How does/will your research have an impact on the clinical aspects of patient care?

Herzog has focused primarily on gene therapy to correct FIX deficiency. He has had success using the adeno-associated virus, which is noninfectious to humans, as the vehicle to carry the corrected FIX gene into the body. A 2009 study with collaborators from Auburn and CHOP provides promise. “We showed eight years of correction in these animals. That was very reassuring that this can work for a long time.”

Several clinical trials of the AAV system are being conducted on human subjects. “We laid the foundation for the development of gene therapy—not just myself, but a large group of people,” Herzog says. “That, in the long run, is going to change how patients are treated.”

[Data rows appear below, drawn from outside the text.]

PR #770, opened 2026-07-27
Honour TERM received during supervisor boot before forking workers

### LINKED ISSUE #755: Forked worker misses forwarded TERM, keeps claiming jobs until SIGKILL
### Environment

- solid_queue 1.4.0, Rails 7.x, Ruby 3.x
- Workers run as Kubernetes Deployments, scaled by an HPA that reacts to queue depth with an aggressive scale-up (0s stabilization window) so pods can go from "just provisioned" to "asked to terminate" within seconds — either because the HPA scales back down almost immediately after a burst, or because the node backing the pod (we run these workers on Spot-backed node groups) gets reclaimed. A rollout can also mass-replace pods faster than they finish booting. `terminationGracePeriodSeconds` is generous (100s+) specifically to give in-flight jobs a chance to finish, but that budget is wasted if the worker never reacts to the signal at all.

### The race

Solid Queue's supervisor only *acts* on a received signal inside its `supervise` loop, via `process_signal_queue` — that loop runs **after** `start_processes` has already forked workers (`lib/solid_queue/supervisor.rb`):

```ruby
def start
  boot              # registers the supervisor's own trap (enqueue-only)
  run_start_hooks   # can take a while (app boot, cache warmup, etc.)
  start_processes   # forks workers
  launch_maintenance_task
  supervise         # <- first place a queued signal is actually processed
end
```

The supervisor's trap itself only enqueues (`lib/solid_queue/supervisor/signals.rb`):

```ruby
trap(signal) { signal_queue << signal; interrupt }
```

If TERM arrives during `run_start_hooks` (a slow app boot is common), it sits queued until `supervise` runs `perform_graceful_termination`, which forwards TERM to the just-forked workers via `term_forks` (`lib/solid_queue/fork_supervisor.rb`). Because this forwarding happens within microseconds of the fork, it lands **before** the child has run its own `register_signal_handlers` (`lib/solid_queue/processes/supervised.rb`, called from `boot`, i.e. after fork). The freshly-forked worker still holds the **inherited** copy of the supervisor's enqueue-only trap at the moment the signal arrives — so the forwarded TERM gets pushed onto a `signal_queue` that only supervisors ever drain. A worker process never calls `process_signal_queue`, so the signal is silently dropped: `@stopped` is never set, `shutting_down?` stays `false`, and the poller (`lib/solid_queue/processes/poller.rb`) keeps calling `poll` → `ReadyExecution.claim` indefinitely.

The worker keeps claiming and running jobs in a pod that Kubernetes believes is already draining, until the grace period expires and the pod is SIGKILLed. The in-flight claimed job is orphaned; five minutes later another supervisor's maintenance task detects the stale heartbeat and fails it with `SolidQueue::Processes::ProcessPrunedError` — for a job that may have completed or been mid-flight, not one that genuinely crashed.

We confirmed this with production logs across multiple pods, e.g. (paraphrased, timestamps redacted to relative offsets):

```
T+0.000  Started Supervisor(fork) pid: 7        # supervisor's trap already armed
T+0.010  preStop sends TERM to supervisor pid
T+2.900  Started Worker pid: 152                # forked ~3s later, after TERM already queued
T+2.970  Starting perform job                   # worker claims a job AFTER the TERM
T+101.7  Starting perform job                   # STILL claiming new jobs seconds before kill
T+102.0  pod killed, exit code 137 (SIGKILL)     # no graceful shutdown log lines at all
```

Notably absent from the whole window: `Supervisor terminated gracefully`, `Supervisor terminated immediately`, or `Shutdown Worker` — the shutdown path never runs at all for that worker.

There is a second, related manifestation of the same underlying gap: if termination is requested even earlier — while the **app itself** (not just the supervisor) is still booting, before `on_start` hooks have run — nothing in solid_queue's boot path checks for a pending termination, so the boot completes and a worker gets forked into a pod that's already being torn down.

### Related issues

- #589 — "Finished jobs ending up as failed with `ProcessPrunedError`" (open, no root-cause diagnosis)
- #591 — "Need to retry jobs that died with `ProcessPrunedError`" (open, asks for a retry mechanism rather than a fix)
- #422 — closed, similar symptom reported without a fork-timing/signal analysis

None of these identify the fork-timing/signal-forwarding race described above, so we're filing a new issue rather than commenting on an existing one.

### How we worked around it (without patching the gem)

We close the race entirely from the outside, using only public hooks and our own container lifecycle scripts:

1. **Worker announces "I can handle a graceful TERM" via a ready file**, written from an `after_boot` hook (`on_process_start`) — which runs only once the worker's own `TERM → stop` trap is armed. The file's existence is the signal that this specific process (not just "a supervisor is up") is ready to shut down cleanly.
2. **Our preStop hook waits for that ready file before sending TERM** to the supervisor (bounded wait, falls back to a timeout marker if the worker never becomes ready). This guarantees TERM is only forwarded once the worker has already replaced the inherited enqueue-only trap with its own — closing the fork-timing race without touching solid_queue's source.
3. **Liveness probing is kept on the supervisor's pidfile**, not the ready file, so a healthy-but-still-booting supervisor isn't killed by kubelet while waiting for step 1.
4. For the earlier boot-time variant: our preStop hook writes a separate "terminating" marker *immediately*, before waiting for readiness. An `on_start` hook (`on_supervisor_start`, which runs before `start_processes` forks anything) checks that marker and exits before forking a worker at all if termination was already requested.

All of this lives in our app's solid_queue hooks and our container's start/stop scripts — nothing in `lib/solid_queue/` is modified.

### What would help upstream

We think this is worth fixing natively rather than requiring every Kubernetes deployer to reinvent the ready-file dance:

- Have the worker (child) re-arm its signal trap as the very first thing after `fork`, before the parent's `term_forks` has a chance to signal it — or have the supervisor briefly block sending TERM to a just-forked child until it acknowledges it's ready (e.g. via a pipe/socket rather than relying on trap timing).
- Alternatively, expose an official "worker ready" hook/notification (what we built ourselves as a ready file) so operators don't need out-of-band file-based coordination to know when it's safe to forward TERM.
- Document the boot-time gap (TERM received before `on_start` hooks run) and consider having the supervisor check for a pending signal before `start_processes` runs.

Happy to share our hook implementation if useful as a reference.

rafael-pissardo:
## Summary
- Drain the supervisor signal queue before each child is forked, and shut down immediately when a stop signal was already queued during boot/start hooks
- Re-arm `TERM`/`INT`/`QUIT` handlers as the first thing in forked children so a forwarded TERM is not handled by the inherited enqueue-only supervisor trap
- Add a regression test that sends `TERM` while an `on_start` hook is still running and asserts workers never start or claim jobs

Fixes #755.

## Test plan
- [x] `TARGET_DB=sqlite bundle exec ruby -Itest test/integration/supervisor_boot_signal_test.rb`
- [x] `TARGET_DB=sqlite bundle exec ruby -Itest test/integration/forked_processes_lifecycle_test.rb`
- [x] `TARGET_DB=sqlite bundle exec ruby -Itest test/integration/lifecycle_hooks_test.rb`
- [x] `TARGET_DB=sqlite bundle exec ruby -Itest test/unit/fork_supervisor_test.rb`
- [x] RuboCop on changed files

### DIFF
--- a/lib/solid_queue/processes/runnable.rb
+++ b/lib/solid_queue/processes/runnable.rb
@@ -50,7 +50,13 @@ module SolidQueue::Processes
         case
         when running_as_fork?
           @boot_guard = BootGuards::ForkGuard.new
-          fork(&block).tap { @boot_guard.start }
+          # Re-arm signal handlers as the first thing in the child so a TERM
+          # forwarded by the supervisor right after fork is not handled by the
+          # inherited enqueue-only supervisor trap (see #755).
+          fork do
+            register_signal_handlers
+            block.call
+          end.tap { @boot_guard.start }
         when running_async?
           @boot_guard = BootGuards::NullGuard.new
           @thread = create_thread(&block)
--- a/lib/solid_queue/processes/runnable.rb
+++ b/lib/solid_queue/processes/runnable.rb
@@ -50,13 +50,7 @@ module SolidQueue::Processes
         case
         when running_as_fork?
           @boot_guard = BootGuards::ForkGuard.new
-          # Re-arm signal handlers as the first thing in the child so a TERM
-          # forwarded by the supervisor right after fork is not handled by the
-          # inherited enqueue-only supervisor trap (see #755).
-          fork do
-            register_signal_handlers
-            block.call
-          end.tap { @boot_guard.start }
+          create_fork(&block).tap { @boot_guard.start }
         when running_async?
           @boot_guard = BootGuards::NullGuard.new
           @thread = create_thread(&block)
@@ -70,10 +64,7 @@ module SolidQueue::Processes
       def boot
         SolidQueue.instrument(:start_process, process: self) do
           run_callbacks(:boot) do
-            if running_as_fork?
-              register_signal_handlers
-              set_procline
-            end
+            set_procline if running_as_fork?
           end
         end
 
--- a/lib/solid_queue/supervisor.rb
+++ b/lib/solid_queue/supervisor.rb
@@ -39,11 +39,13 @@ module SolidQueue
       run_start_hooks
 
       start_processes
-      return shutdown if stopped?
 
-      launch_maintenance_task
-
-      supervise
+      if stopped?
+        shutdown
+      else
+        launch_maintenance_task
+        supervise
+      end
     end
 
     def stop
@@ -68,32 +70,30 @@ module SolidQueue
 
       def start_processes
         configuration.configured_processes.each do |configured_process|
-          # Honour signals that arrived during boot / start hooks before forking
-          # any children. Otherwise a queued TERM is only handled in #supervise,
-          # after workers have already been started (see #755).
-          process_signal_queue if standalone?
-          break if stopped?
+          # Honour signals that arrive during boot or start hooks: a queued TERM
+          # stops us here, before starting children, instead of in #supervise,
+          # after all of them have been started
+          break if time_to_stop?
 
           start_process(configured_process)
         end
       end
 
       def supervise
-        loop do
-          break if stopped?
-
-          if standalone?
-            set_procline
-            process_signal_queue
-          end
-
-          unless stopped?
-            check_and_replace_terminated_processes
-            interruptible_sleep(1.second)
-          end
+        until time_to_stop?
+          set_procline
+          check_and_replace_terminated_processes
+          interruptible_sleep(1.second)
         end
       ensure
         shutdown
+      end
+
+      # Process any signals queued while we were busy and report whether
+      # we've been asked to stop
+      def time_to_stop?
+        process_signal_queue
+        stopped?
       end
 
       def start_process(configured_process)
@@ -149,7 +149,10 @@ module SolidQueue
       end
 
       def set_procline
-        procline "supervising #{configured_processes.keys.join(", ")}"
+        # Embedded supervisors don't own their process's title
+        if standalone?
+          procline "supervising #{configured_processes.keys.join(", ")}"
+        end
       end
 
       def sync_std_streams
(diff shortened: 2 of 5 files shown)


lib/solid_queue/processes/runnable.rb
```diff
@@ -50,7 +50,13 @@ def run_in_mode(&block)
         case
         when running_as_fork?
           @boot_guard = BootGuards::ForkGuard.new
-          fork(&block).tap { @boot_guard.start }
+          # Re-arm signal handlers as the first thing in the child so a TERM
+          # forwarded by the supervisor right after fork is not handled by the
+          # inherited enqueue-only supervisor trap (see #755).
+          fork do
+            register_signal_handlers
```
rosa: This feels redundant together with the same call to `register_signal_handlers` right after running the `before_boot` callbacks... (see `#boot`, which runs first thing as part of `block.call` when running as fork). I think one of those needs to go.

lib/solid_queue/supervisor.rb
```diff
@@ -65,7 +67,15 @@ def boot
       end
 
       def start_processes
-        configuration.configured_processes.each { |configured_process| start_process(configured_process) }
+        configuration.configured_processes.each do |configured_process|
+          # Honour signals that arrived during boot / start hooks before forking
```
rosa: This would run for any supervisor even if it doesn't fork (`AsyncSupervisor`), so I don't think it belongs here.

rosa: Ah, no, it affects the `AsyncSupervisor` as well, it's just the comment that's misleading.

rosa (approved):
I pushed a small refactor of your changes, but haven't changed the functionality. Thank you, good catch!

The other main pursuit of Herzog’s lab is to outwit the body’s production of inhibitors. He is using the liver to induce tolerance to factor proteins. “If you introduce the FIX gene using AAV into the liver of animals, when the hepatocytes [liver cells] produce the FIX, it can induce immune tolerance to the factor product.” The liver gene transfer approach is now being used in several clinical trials.

The drug rapamycin suppresses the immune system. Given to transplant recipients to prevent their body’s rejection of the donor organ, it is being tested in Herzog’s lab for use in hemophilia. “We developed an immune tolerance protocol using rapamycin, an immune modulatory drug. If you optimize administration of rapamycin with the clotting factor, then you can achieve immune tolerance that way,” Herzog says. Its use in mice with hemophilia A and B has been successful, he adds.

Another way of achieving immune tolerance could be through the oral delivery of a medication. Herzog’s team is working with Henry Daniell, PhD, a plant biologist who has developed plants that manufacture FIX in their leaves. The leaves are ground and fed to mice with hemophilia B before giving them FIX. “When we fed these mice the transgenic material in the leaves, it suppressed inhibitor formation,” he says. Then the mice were given clotting factor. “The immune response that you get to the leaf material suppresses the response to the clotting factor, so you don’t get the inhibitors and the anaphylactic (severe allergic) reaction.” The next step, Herzog says, is to test the approach in mice with hemophilia A and, eventually, people.

What career goals do you have for the future?

Herzog is not looking ahead to the next position, but rather to what he can achieve through his research. “There are two things I would like to accomplish—one is to see gene therapy for hemophilia become a reality, and two, I would like for our immune tolerance protocol to become a reality.”

Where do you see bleeding disorders research going?

Although gene therapy has slowed, Herzog has confidence in its eventual success. “I think it will be the choice of treatment in the future,” he says. One day, he predicts, hematologists will be able to determine which patients will develop inhibitors and use medications to prevent or reverse the inhibitor. “If these immune modulations become reality, I think we will have more cost-effective treatments.”

Drugs with longer half-lives are also on the horizon. “You won’t have to infuse these as frequently,” he says. “You will get more prolonged therapy with what you’re injecting.”

When you’re not working, how do you “escape” from your work?

Herzog spends much of his free time writing grants for research funds. Beyond the lab’s walls, though, is someone who demands his time and attention—his 2-year-old son, Christopher. “My wife is also busy working for a biotech company, so outside work, we’re consumed with the little one. On the other hand, it’s a lot of fun to see him grow and learn.” A new swimming pool helps the family cope with Florida’s hot, humid weather. Most of the family’s travel plans involve sharing Christopher with grandparents in New Jersey and Germany.

There is one diversion Herzog saves for solo trips—a 1989 Pontiac Turbo Trans Am. “I drive it on Sunday afternoon, if I get to it,” he says. But it is a guilty pleasure. “My wife sometimes complains about the expense of that hobby,” he adds with a chuckle.